*** Dataset ***

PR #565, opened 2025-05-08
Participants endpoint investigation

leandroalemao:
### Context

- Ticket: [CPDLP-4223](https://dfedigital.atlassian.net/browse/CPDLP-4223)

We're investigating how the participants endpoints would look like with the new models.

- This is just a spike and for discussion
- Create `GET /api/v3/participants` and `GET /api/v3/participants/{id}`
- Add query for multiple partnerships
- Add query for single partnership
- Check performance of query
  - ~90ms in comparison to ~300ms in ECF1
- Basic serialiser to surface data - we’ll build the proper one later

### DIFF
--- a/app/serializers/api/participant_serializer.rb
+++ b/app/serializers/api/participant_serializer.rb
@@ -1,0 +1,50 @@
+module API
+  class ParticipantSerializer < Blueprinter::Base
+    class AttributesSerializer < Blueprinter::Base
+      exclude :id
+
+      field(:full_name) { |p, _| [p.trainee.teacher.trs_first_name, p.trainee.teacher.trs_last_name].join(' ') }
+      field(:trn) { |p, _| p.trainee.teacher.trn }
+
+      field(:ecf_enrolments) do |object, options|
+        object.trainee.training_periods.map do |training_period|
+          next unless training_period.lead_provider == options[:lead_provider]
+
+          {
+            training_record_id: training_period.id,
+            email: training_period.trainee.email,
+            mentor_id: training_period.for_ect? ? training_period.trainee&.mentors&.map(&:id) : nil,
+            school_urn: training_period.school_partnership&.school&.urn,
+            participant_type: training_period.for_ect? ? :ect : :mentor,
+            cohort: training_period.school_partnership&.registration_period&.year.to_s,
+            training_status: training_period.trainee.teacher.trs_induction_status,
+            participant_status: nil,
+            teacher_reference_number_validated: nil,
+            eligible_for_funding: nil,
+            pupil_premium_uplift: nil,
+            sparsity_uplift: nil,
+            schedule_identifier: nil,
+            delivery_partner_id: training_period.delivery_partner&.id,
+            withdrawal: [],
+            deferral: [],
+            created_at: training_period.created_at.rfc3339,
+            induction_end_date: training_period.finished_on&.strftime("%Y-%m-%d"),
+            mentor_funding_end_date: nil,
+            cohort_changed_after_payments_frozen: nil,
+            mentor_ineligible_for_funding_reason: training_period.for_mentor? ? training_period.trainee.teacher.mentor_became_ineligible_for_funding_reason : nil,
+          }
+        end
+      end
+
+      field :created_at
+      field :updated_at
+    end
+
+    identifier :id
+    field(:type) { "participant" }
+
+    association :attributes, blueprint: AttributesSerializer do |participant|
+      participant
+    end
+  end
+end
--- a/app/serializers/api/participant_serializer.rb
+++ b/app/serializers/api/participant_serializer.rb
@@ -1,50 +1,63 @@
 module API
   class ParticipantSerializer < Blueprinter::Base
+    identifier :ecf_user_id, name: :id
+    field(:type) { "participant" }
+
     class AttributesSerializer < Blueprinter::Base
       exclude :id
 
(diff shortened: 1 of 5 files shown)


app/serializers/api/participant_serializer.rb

***

• _The task_: Only lines holding "query" are wanted; copy all of them from the listing.

• _Answer section_:
- Add query for multiple partnerships
- Add query for single partnership
- Check performance of query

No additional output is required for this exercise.